Katie y su padre hablan idiomas diferentes. Ella vive a través de la creatividad, las redes sociales y el cine.

Él entiende el mundo desde la naturaleza, el trabajo manual y las experiencias compartidas.

Ninguno tiene realmente la culpa. Simplemente necesitan aprender a ponerse en el lugar del otro.
Es una lección muy actual en muchas familias.

Los Mitchell contra las máquinas

La tecnología no es la enemiga

Uno de los mayores aciertos de la película es que evita caer en un mensaje simplista. No dice que los móviles sean malos. Ni que Internet destruya a las familias.

Tampoco presenta la tecnología como la solución a todos los problemas.

Lo que plantea es algo mucho más interesante: la tecnología depende del uso que hagamos de ella.

  • Puede acercarnos a personas que están lejos.
  • Puede despertar nuestra creatividad.
  • Puede ayudarnos a aprender.

Pero nunca debería sustituir las conversaciones, el cariño o el tiempo compartido. Un mensaje especialmente importante para niños y adolescentes.

Una protagonista diferente

Katie no es la típica heroína. Es creativa, peculiar, apasionada y a veces algo caótica.
Tiene inseguridades y no siempre toma las mejores decisiones. Sin embargo, nunca deja de ser ella misma.

La película transmite un mensaje muy positivo: no hace falta encajar en los moldes para encontrar tu lugar.
Ser diferente también puede ser una fortaleza.

Los Mitchell contra las máquinas

Un ritmo que no da tregua

Visualmente es una película espectacular. La animación mezcla dibujos, efectos, grafismos y recursos propios de Internet de una forma muy original.
Cada escena está llena de pequeños detalles, referencias y bromas visuales.
Esto hace que tanto niños como adultos descubran cosas nuevas cada vez que vuelven a verla.

Humor para todas las edades

Los más pequeños disfrutarán con los robots, las persecuciones y los personajes extravagantes.
Los adolescentes conectarán con Katie y con su forma de ver el mundo.
Y los adultos reconocerán muchas situaciones familiares que probablemente hayan vivido alguna vez.

Es una de esas películas capaces de reunir a toda la familia delante del televisor.

Una reflexión sobre la inteligencia artificial

Aunque se estrenó antes del gran auge de la inteligencia artificial generativa, la película resulta hoy más actual que nunca.

Invita a reflexionar sobre nuestra dependencia de la tecnología y sobre hasta qué punto estamos dispuestos a delegar decisiones importantes en las máquinas.
Lo hace siempre desde el humor, sin resultar moralista ni alarmista.
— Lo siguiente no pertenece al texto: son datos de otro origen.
PR #112, opened 2020-09-16
add custom config options for trace parsing and propagation

katiebayes:
(creating an org branch for easier review)

Currently going through this a little more to add some notes and other options I'm playing with.

**Acceptance criteria as I'm currently understanding (but please edit as-needed):**
- [x] users can pass custom function for parsing incoming headers
  - [x] have control over which header keys will be read
- [x] users can pass custom function for formatting "propagation" outbound headers
  - [x] users can access propagation_context for current Span instance in their custom config function
- [x] instrumentations without any custom hooks fall back to honeycomb parsing and propagation, no error
- [x] consistent propagation_context object exists as intermediary for both propagation directions
  - *met, currently the same array and ordering that was in use for parsing, open to another way of solving this but concerned about backwards compatibility
- **tests**
  - [x] update parse and serialization tests
  - [ ] test that configurations are being applied and parsed in the respective libraries (Rack, Faraday)
    - not sure how best to test the behavior of the library (i.e. Rack) _with_ the parsers, but seems like we should do this

### DIFF
--- a/lib/honeycomb/client.rb
+++ b/lib/honeycomb/client.rb
@@ -10,7 +10,7 @@ module Honeycomb
   class Client
     extend Forwardable
 
-    attr_reader :libhoney, :propagation_hooks
+    attr_reader :libhoney, :parser_hook
 
     def_delegators :@context, :current_span, :current_trace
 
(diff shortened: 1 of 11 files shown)


lib/honeycomb/client.rb
```diff
@@ -35,20 +35,27 @@ def initialize(configuration:)
       @additional_trace_options = {
         presend_hook: configuration.presend_hook,
         sample_hook: configuration.sample_hook,
+        propagation_hook: configuration.http_trace_propagation_hook,
+        parser_hook: configuration.http_trace_parser_hook,
       }
 
+      @parser_hook = @additional_trace_options[:parser_hook]
```
katiebayes, line 42: This is slightly awkward but `additional_trace_options` go through a few modules before landing in `Span`. Most of the trace-involved actions seem to assume the current span to be the active `self` in scope. 

For context, Rack is currently where the first `client.start_span` is called. If we're going to parse in `Rack` as we discussed, we need this hook available to Rack. I guess we could also just call it directly in `client` though? I'll play with that

martin308:
I think this is covered by #117 now? We can reopen if not

PR #113, opened 2020-09-17
Custom hooks with classes

katiebayes:
(still figuring some things out around effective tests, but I believe the code is in a good place for review and collab)
Kinda started over quickly with a new tactic after taking a step back, this is mostly working now but with classes!
I'm wrapping the existing parse/propagation modules in these classes, but this seems like it will have more straightforward usage. Config hooks can look like this:
```
config.http_trace_parser_hook do |env|
  parser = Honeycomb::W3CPropagation::Parser.new
  parser.unmarshal_trace_context(env)
end
```

and 

```
config.http_trace_propagation_hook do |propagation_context|
    propagator = Honeycomb::W3CPropagation::Propagator.new
    propagator.marshal_trace_context(propagation_context)
end

```

Other notes on this version:
- using the `Client` as a landing place for checking if configs exist and applying custom hooks. See the design doc for notes, but essentially, this seemed like a good fit as the config is already in scope and won't need to be passed from here elsewhere
- Iffyness: @additional_trace_options has the custom parser and propagator hooks. These do seem to need to be stored in a symbol (or named hash item) to be able to call them later when needed, but since @additional_trace_options gets passed into the Trace and Span and the config won't be needed there with this setup, maybe a new variable for these?
- I hadn't thought to do this before but I do love having a `current_span_context` fetcher in `Context`. The context instance will be available in `Trace` and `Span` so that lends some nice flexibility

### DIFF
--- a/lib/honeycomb/client.rb
+++ b/lib/honeycomb/client.rb
@@ -48,7 +48,6 @@ module Honeycomb
     end
 
     def propagation_context_from_req(env:)
-      puts "propagation_context_from_req"
       custom_hook = @additional_trace_options[:parser_hook]
       if custom_hook.nil?
         parser = Honeycomb::HoneycombPropagation::Parser.new
@@ -58,11 +57,15 @@ module Honeycomb
       end
     end
 
-    def start_span(name:, serialized_trace: nil, **fields)
+    def start_span(
+      name:, serialized_trace: nil, propagation_context: nil,
+      **fields
+    )
       if context.current_trace.nil?
         Trace.new(serialized_trace: serialized_trace,
                   builder: libhoney.builder,
                   context: context,
+                  propagation_context: propagation_context,
                   **@additional_trace_options)
       else
         context.current_span.create_child
--- a/lib/honeycomb/client.rb
+++ b/lib/honeycomb/client.rb
@@ -48,23 +48,33 @@ module Honeycomb
     end
 
     def propagation_context_from_req(env:)
-      custom_hook = @additional_trace_options[:parser_hook]
-      if custom_hook.nil?
-        parser = Honeycomb::HoneycombPropagation::Parser.new
-        parser.unmarshal_trace_context(env)
-      else
-        custom_hook.call(env)
+      # set default parser to honeycomb
+      parser = Honeycomb::HoneycombPropagation::Parser.new
+      parser_hook = lambda do |req|
+        parser.http_trace_parser_hook(req)
       end
+
+      # if there's a custom hook, overwrite parser_hook with it
+      unless @additional_trace_options[:parser_hook].nil?
+        parser_hook = lambda @additional_trace_options[:parser_hook]
+      end
+
+      parser_hook.call(env)
     end
 
     def header_from_propagation_context(propagation_context)
-      custom_hook = @additional_trace_options[:propagation_hook]
-      if custom_hook.nil?
-        propagator = Honeycomb::HoneycombPropagation::Propagator.new
-        propagator.marshal_trace_context(propagation_context)
-      else
-        custom_hook.call(propagation_context)
+      # set default propagator to honeycomb
+      parser = Honeycomb::HoneycombPropagation::Propagator.new
+      propagation_hook = lambda do |context|
+        parser.http_trace_propagation_hook(context)
       end
+
+      # if there's a custom hook, overwrite propagation_hook with it
+      unless @additional_trace_options[:parser_hook].nil?
+        propagation_hook = lambda @additional_trace_options[:propagation_hook]
+      end
+
+      propagation_hook.call(propagation_context)
     end
 
     def start_span(
--- a/lib/honeycomb/client.rb
+++ b/lib/honeycomb/client.rb
@@ -47,7 +47,7 @@ module Honeycomb
       end
     end
 
-    def propagation_context_from_req(env)
+    def propagation_context_from_req(env:)
       if @additional_trace_options[:parser_hook].nil?
         parser = Honeycomb::HoneycombPropagation::Parser.new
         parser.unmarshal_trace_context(env)
--- a/lib/honeycomb/client.rb
+++ b/lib/honeycomb/client.rb
@@ -48,11 +48,13 @@ module Honeycomb
     end
 
     def propagation_context_from_req(env:)
-      if @additional_trace_options[:parser_hook].nil?
+      puts "propagation_context_from_req"
+      custom_hook = @additional_trace_options[:parser_hook]
+      if custom_hook.nil?
         parser = Honeycomb::HoneycombPropagation::Parser.new
         parser.unmarshal_trace_context(env)
       else
-        @additional_trace_options[:parser_hook].call(env)
+        custom_hook.call(env)
       end
     end
 
--- a/lib/honeycomb/client.rb
+++ b/lib/honeycomb/client.rb
@@ -56,7 +56,9 @@ module Honeycomb
 
       # if there's a custom hook, overwrite parser_hook with it
       unless @additional_trace_options[:parser_hook].nil?
-        parser_hook = lambda @additional_trace_options[:parser_hook]
+        parser_hook = lambda do |req|
+          @additional_trace_options[:parser_hook].call(req)
+        end
       end
 
       parser_hook.call(env)
@@ -71,7 +73,9 @@ module Honeycomb
 
       # if there's a custom hook, overwrite propagation_hook with it
       unless @additional_trace_options[:propagation_hook].nil?
-        propagation_hook = lambda @additional_trace_options[:propagation_hook]
+        propagation_hook = lambda do |context|
+          @additional_trace_options[:propagation_hook].call(context)
+        end
       end
 
       propagation_hook.call(propagation_context)
--- a/lib/honeycomb/client.rb
+++ b/lib/honeycomb/client.rb
@@ -62,7 +62,7 @@ module Honeycomb
       parser_hook.call(env)
     end
 
-    def header_from_propagation_context(propagation_context)
+    def headers_from_propagation_context(propagation_context)
       # set default propagator to honeycomb
       propagator = Honeycomb::HoneycombPropagation::Propagator.new
       propagation_hook = lambda do |context|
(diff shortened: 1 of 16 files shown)


lib/honeycomb/propagation/honeycomb.rb
```diff
@@ -53,16 +53,47 @@ def parse_v1(payload)
...
-        data_to_propogate = [
+      def to_trace_header(propagation_context: nil)
+        if propagation_context.nil?
+          trace_id = trace.id
+          span_id = id
+          trace_fields = trace.fields
+          dataset = builder.dataset
+        else
+          trace_id, span_id, trace_fields, dataset = propagation_context
+        end
```
katiebayes, line 64: This might be overkill, but it seemed appropriate to keep backwards compatibility for a while here. If `to_trace_header` is called by the `Propagator` class, it will have a `propagation_context`. But this module is still included in the Span class, and if called directly will fall back to expecting a `self` of a `Span` instance

lib/honeycomb/propagation/w3c.rb
```diff
@@ -42,14 +42,36 @@ def parse_v1(payload)
...
-      def to_trace_header
+      TRACE_ID_REGEX = /^[A-Fa-f0-9]{32}$/.freeze
+      SPAN_ID_REGEX = /^[A-Fa-f0-9]{16}$/.freeze
+
+      def to_trace_header(propagation_context: nil)
+        trace_id, span_id = propagation_context
         # do not propagate malformed ids
-        if trace.id =~ /^[A-Fa-f0-9]{32}$/ && id =~ /^[A-Fa-f0-9]{16}$/
-          return "00-#{trace.id}-#{id}-01"
+        if trace_id =~ TRACE_ID_REGEX && span_id =~ SPAN_ID_REGEX
```
katiebayes, line 51: this may be breaking since this is already exported. I think I'll add a fallback as a precaution

katiebayes: added!

lib/honeycomb/client.rb
```diff
@@ -44,11 +47,35 @@ def initialize(configuration:)
       end
     end
 
-    def start_span(name:, serialized_trace: nil, **fields)
+    def propagation_context_from_req(env:)
+      custom_hook = @additional_trace_options[:parser_hook]
```
dsoo, line 51: This logic still seems fiddly - Why are we not just setting a default custom hook to a honeycomb implementation, which just calls these two lines below? I remember discussing this, but don't remember if we came up with a reason to not do it. Also, it really feels like `custom_hook` should be `parser_hook`.

lib/honeycomb/client.rb
```diff
@@ -44,11 +47,35 @@ def initialize(configuration:)
...
+      if custom_hook.nil?
+        parser = Honeycomb::HoneycombPropagation::Parser.new
+        parser.unmarshal_trace_context(env)
+      else
+        custom_hook.call(env)
+      end
+    end
+
+    def header_from_propagation_context(propagation_context)
+      custom_hook = @additional_trace_options[:propagation_hook]
```
dsoo, line 61: Basically the same comments as above.

lib/honeycomb/client.rb
```diff
@@ -44,11 +47,35 @@ def initialize(configuration:)
...
+      if custom_hook.nil?
+        propagator = Honeycomb::HoneycombPropagation::Propagator.new
+        propagator.marshal_trace_context(propagation_context)
+      else
+        custom_hook.call(propagation_context)
+      end
+    end
+
+    def start_span(
+      name:, serialized_trace: nil, propagation_context: nil,
```
dsoo, line 71: Feels a bit weird that we're adding an optional `propagation_context` argument to every `start_span` call, instead of having a specific `propagate_and_start_trace` call for when propagation is happening.

For example, what should happen if you pass in a propagation context and there's already a trace? It feels like there are two explicit use cases, and this seems to be mixing them.

lib/honeycomb/context.rb
```diff
@@ -13,6 +13,15 @@ def current_span
       spans.last
     end
 
+    def current_span_context(span: current_span)
+      trace_id = span.trace.id
+      span_id = span.id
+      trace_fields = span.trace.fields
+      dataset = span.dataset
+
+      [trace_id, span_id, trace_fields, dataset]
```
dsoo, line 22: Really not a fan of returning a four element array here as opposed to a hash or a class instance. What happens if we want to add/remove/change this? Also, this is the propagation context, isn't it? Why is this called `current_span_context` instead of `propagation_context`?

lib/honeycomb/client.rb
```diff
@@ -44,11 +47,35 @@ def initialize(configuration:)
...
+      custom_hook = @additional_trace_options[:parser_hook]
+      if custom_hook.nil?
+        parser = Honeycomb::HoneycombPropagation::Parser.new
+        parser.unmarshal_trace_context(env)
+      else
+        custom_hook.call(env)
+      end
+    end
+
+    def header_from_propagation_context(propagation_context)
```
dsoo, line 60: Should this be plural, i.e. `headers_from_propagation_context`?

lib/honeycomb/propagation/aws.rb
```diff
@@ -47,20 +47,46 @@ def get_fields(fields)
 
     # Serialize trace headers
     module MarshalTraceContext
-      def to_trace_header
+      def to_trace_header(propagation_context: nil)
+        if propagation_context.nil?
```
dsoo, line 51: This feels wrong. We should ALWAYS have a propagation context - this assembly of data that SHOULD be in a propagation context from wherever it's coming from (globals, ???) is awkward - this means that this AWS implementation needs to know about our internals. I thought the general idea was that these hooks ONLY needed to know about propagation contexts.

Propagation context should be a required argument, and the function that calls `to_trace_header` should be requiring it.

¿Por qué merece la pena verla?

  • Porque hace reír.
  • Porque emociona.
  • Porque visualmente es brillante.
  • Pero, sobre todo, porque recuerda algo que a menudo olvidamos: las familias no necesitan ser perfectas para ser felices.

Solo necesitan escucharse, aceptarse y seguir compartiendo tiempo juntos, incluso cuando piensan de manera completamente diferente.

«Los Mitchell contra las máquinas» es mucho más que una divertida película de animación. Es una historia sobre padres e hijos, sobre cómo evoluciona la comunicación entre generaciones y sobre el equilibrio que todos buscamos entre la tecnología y la vida real.

En una época en la que los móviles, las redes sociales y la inteligencia artificial forman parte de nuestro día a día, sigue siendo una película sorprendentemente vigente.

Si buscas una película para disfrutar en familia que, además de hacer pasar un buen rato, invite a conversar cuando termina, pocas opciones son tan recomendables como esta.